Go through the entries below and pick out every line with "Notes".

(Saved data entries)
____

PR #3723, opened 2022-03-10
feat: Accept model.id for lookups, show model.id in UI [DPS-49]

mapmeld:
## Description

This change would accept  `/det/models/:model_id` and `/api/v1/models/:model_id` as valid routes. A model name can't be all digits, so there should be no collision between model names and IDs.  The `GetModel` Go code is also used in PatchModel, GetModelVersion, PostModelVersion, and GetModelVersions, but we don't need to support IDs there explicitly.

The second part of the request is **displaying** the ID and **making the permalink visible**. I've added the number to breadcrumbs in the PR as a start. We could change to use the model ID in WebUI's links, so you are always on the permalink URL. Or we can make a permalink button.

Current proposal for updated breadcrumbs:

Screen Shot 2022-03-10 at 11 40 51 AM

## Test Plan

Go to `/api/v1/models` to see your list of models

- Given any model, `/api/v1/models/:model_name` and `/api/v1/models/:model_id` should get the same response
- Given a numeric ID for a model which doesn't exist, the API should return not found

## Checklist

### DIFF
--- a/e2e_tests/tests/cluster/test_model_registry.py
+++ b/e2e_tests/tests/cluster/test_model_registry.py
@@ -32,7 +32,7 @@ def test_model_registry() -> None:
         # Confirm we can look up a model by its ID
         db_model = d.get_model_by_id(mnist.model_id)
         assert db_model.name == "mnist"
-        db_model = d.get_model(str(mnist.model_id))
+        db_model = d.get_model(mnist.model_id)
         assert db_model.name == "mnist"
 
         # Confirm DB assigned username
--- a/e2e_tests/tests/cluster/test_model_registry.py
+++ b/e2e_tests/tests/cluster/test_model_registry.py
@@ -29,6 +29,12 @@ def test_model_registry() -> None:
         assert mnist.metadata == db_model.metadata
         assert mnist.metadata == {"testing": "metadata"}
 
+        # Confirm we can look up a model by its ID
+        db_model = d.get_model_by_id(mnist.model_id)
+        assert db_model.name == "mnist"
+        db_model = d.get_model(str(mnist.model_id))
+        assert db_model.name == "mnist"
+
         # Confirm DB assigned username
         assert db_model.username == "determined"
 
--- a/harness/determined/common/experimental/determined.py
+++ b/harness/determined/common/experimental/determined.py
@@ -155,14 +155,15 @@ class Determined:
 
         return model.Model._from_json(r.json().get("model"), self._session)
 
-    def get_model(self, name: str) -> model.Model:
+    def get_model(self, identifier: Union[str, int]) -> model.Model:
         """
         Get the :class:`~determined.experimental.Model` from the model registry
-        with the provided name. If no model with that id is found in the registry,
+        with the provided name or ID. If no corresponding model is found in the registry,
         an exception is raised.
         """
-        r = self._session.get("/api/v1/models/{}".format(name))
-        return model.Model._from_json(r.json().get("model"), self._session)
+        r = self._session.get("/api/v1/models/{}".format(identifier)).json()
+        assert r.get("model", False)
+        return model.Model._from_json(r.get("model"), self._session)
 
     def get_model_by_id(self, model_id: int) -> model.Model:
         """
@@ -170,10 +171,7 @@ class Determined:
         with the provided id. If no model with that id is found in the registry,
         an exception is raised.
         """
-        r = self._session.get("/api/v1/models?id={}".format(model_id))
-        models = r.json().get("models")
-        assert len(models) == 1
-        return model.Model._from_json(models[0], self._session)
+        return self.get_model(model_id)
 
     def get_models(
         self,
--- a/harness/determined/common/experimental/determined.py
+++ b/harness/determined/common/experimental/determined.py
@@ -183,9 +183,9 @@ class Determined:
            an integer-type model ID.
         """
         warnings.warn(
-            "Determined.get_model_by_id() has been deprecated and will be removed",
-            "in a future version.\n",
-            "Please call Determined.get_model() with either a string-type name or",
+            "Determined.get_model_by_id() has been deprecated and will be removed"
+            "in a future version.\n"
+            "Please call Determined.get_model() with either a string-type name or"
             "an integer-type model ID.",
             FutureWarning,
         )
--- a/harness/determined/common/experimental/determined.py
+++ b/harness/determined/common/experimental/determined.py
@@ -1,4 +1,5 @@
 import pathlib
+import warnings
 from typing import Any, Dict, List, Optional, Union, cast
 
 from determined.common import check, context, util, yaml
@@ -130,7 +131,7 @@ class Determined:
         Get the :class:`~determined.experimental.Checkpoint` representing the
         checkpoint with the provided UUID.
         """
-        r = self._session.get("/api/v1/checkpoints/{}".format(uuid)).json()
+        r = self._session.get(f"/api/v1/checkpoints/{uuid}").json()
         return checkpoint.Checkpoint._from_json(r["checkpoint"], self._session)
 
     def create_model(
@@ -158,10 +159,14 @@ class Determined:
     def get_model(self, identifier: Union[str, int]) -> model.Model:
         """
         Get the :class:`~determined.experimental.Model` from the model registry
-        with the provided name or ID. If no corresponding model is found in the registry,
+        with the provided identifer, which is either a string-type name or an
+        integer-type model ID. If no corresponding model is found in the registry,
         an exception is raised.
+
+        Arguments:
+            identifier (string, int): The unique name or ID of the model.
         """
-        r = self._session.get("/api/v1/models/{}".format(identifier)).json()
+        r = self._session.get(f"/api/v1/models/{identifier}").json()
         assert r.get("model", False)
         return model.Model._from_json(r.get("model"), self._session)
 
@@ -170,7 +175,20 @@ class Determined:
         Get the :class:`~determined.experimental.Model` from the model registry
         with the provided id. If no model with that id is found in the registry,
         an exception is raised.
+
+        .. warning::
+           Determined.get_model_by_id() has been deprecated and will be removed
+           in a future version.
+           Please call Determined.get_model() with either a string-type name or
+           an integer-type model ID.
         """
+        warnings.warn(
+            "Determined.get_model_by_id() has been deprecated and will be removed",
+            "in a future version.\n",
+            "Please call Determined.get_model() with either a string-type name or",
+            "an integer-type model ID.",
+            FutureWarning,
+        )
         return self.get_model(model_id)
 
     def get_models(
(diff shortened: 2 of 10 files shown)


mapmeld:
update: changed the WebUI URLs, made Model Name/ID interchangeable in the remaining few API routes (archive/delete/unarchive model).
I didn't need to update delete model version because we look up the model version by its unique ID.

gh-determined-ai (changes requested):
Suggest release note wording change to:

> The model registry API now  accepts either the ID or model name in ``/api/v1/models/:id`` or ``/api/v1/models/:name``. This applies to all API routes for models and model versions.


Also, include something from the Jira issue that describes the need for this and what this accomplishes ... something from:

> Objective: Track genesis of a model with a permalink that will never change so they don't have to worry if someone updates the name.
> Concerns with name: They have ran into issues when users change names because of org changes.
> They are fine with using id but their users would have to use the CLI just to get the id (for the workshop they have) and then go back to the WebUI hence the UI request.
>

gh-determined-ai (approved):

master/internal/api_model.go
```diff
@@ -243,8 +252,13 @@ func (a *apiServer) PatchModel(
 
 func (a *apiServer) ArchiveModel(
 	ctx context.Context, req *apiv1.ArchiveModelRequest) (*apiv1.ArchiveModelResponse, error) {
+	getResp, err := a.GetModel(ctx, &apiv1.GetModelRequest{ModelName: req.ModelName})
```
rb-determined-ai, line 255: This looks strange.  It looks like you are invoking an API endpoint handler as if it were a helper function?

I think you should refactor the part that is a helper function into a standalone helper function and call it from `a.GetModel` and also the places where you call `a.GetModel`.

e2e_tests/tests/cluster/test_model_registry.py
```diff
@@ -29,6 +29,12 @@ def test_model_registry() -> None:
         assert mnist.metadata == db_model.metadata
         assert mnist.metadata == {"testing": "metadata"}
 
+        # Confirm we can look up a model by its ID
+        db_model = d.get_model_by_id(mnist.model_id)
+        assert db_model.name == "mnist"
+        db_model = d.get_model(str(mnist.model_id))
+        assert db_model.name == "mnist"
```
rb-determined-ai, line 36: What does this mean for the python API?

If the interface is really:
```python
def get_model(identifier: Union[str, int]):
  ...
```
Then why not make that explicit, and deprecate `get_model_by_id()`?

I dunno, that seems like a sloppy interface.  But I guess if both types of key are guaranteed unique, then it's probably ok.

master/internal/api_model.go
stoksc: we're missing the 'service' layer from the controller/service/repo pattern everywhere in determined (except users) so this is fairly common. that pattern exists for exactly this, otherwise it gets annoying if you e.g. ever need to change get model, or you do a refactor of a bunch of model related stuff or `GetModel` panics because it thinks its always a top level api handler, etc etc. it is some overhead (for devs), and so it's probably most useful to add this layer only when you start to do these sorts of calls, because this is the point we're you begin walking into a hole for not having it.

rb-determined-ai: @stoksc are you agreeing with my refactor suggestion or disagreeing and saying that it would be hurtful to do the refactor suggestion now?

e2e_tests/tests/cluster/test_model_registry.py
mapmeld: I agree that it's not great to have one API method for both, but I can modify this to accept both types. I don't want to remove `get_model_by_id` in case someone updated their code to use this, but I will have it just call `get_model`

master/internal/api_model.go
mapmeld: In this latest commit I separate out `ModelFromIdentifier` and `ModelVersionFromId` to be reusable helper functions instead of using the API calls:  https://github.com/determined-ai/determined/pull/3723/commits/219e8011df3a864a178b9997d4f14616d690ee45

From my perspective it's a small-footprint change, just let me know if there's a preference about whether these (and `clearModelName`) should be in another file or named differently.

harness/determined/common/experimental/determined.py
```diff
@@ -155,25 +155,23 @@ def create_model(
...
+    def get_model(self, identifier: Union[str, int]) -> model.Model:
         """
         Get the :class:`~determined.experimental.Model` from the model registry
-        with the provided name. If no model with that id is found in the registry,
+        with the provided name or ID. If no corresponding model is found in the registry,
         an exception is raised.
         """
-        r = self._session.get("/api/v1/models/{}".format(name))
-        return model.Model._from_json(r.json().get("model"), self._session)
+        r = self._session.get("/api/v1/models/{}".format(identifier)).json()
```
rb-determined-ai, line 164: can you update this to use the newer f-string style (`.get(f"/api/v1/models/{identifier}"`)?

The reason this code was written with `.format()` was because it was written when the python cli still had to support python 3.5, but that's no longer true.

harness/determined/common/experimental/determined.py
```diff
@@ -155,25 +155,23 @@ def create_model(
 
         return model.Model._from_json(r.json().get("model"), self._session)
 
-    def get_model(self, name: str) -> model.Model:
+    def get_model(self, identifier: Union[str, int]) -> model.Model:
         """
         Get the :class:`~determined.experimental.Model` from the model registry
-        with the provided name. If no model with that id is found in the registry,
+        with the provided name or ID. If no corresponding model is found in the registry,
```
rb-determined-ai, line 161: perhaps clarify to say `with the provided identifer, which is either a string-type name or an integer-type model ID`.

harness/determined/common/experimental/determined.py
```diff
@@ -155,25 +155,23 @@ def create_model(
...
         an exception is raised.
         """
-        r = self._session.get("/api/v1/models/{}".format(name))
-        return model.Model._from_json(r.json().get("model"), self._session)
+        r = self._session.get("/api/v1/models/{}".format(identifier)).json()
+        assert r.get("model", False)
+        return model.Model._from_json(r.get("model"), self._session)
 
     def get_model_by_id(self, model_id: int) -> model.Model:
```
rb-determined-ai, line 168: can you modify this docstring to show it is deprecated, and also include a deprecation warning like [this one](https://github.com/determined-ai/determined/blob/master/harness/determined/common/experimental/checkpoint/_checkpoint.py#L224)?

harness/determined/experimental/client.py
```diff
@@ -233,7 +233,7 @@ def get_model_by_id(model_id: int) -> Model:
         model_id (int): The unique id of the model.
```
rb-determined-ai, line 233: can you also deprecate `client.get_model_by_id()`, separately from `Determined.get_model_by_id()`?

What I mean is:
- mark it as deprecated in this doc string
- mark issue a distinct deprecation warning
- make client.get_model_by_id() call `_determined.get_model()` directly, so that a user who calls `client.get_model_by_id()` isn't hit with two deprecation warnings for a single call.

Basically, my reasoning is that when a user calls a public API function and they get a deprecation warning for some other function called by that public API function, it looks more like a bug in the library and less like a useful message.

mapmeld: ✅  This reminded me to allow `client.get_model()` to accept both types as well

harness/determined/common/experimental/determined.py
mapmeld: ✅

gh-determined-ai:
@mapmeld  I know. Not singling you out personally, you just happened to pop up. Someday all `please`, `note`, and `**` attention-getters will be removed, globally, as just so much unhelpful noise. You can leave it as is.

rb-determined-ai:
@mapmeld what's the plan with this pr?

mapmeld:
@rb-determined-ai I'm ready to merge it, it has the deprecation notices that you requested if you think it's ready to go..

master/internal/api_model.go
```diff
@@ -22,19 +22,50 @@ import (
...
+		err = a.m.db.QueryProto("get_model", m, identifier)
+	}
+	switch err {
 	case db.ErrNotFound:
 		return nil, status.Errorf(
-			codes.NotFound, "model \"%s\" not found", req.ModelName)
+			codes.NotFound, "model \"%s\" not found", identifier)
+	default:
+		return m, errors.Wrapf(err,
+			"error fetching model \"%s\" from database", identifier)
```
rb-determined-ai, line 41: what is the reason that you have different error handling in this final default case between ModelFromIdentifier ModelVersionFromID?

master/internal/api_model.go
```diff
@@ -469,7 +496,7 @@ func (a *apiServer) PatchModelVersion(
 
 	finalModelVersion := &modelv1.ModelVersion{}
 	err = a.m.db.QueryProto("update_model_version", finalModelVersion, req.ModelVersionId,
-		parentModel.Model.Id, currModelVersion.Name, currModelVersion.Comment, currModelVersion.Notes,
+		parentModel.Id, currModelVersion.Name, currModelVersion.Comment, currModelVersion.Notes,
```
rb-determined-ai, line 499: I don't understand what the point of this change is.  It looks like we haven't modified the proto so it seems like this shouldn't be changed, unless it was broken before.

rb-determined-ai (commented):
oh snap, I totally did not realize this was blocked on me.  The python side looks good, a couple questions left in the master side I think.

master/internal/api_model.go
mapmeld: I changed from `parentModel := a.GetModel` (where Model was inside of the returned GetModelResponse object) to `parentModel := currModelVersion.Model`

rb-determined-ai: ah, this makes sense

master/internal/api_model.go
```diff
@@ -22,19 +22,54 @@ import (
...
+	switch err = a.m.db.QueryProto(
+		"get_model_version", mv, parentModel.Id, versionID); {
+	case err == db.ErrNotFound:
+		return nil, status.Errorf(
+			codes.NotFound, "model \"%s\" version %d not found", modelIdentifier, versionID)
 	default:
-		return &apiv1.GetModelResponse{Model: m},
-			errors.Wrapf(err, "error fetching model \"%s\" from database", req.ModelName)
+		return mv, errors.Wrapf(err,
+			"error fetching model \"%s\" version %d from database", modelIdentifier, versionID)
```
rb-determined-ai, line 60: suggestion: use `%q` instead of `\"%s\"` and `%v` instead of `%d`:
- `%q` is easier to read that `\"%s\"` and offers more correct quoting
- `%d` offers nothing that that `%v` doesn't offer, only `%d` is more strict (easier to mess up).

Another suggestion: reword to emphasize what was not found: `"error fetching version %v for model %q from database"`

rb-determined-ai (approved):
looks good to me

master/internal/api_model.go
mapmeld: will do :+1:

____

Task solution |
-		parentModel.Model.Id, currModelVersion.Name, currModelVersion.Comment, currModelVersion.Notes,
+		parentModel.Id, currModelVersion.Name, currModelVersion.Comment, currModelVersion.Notes,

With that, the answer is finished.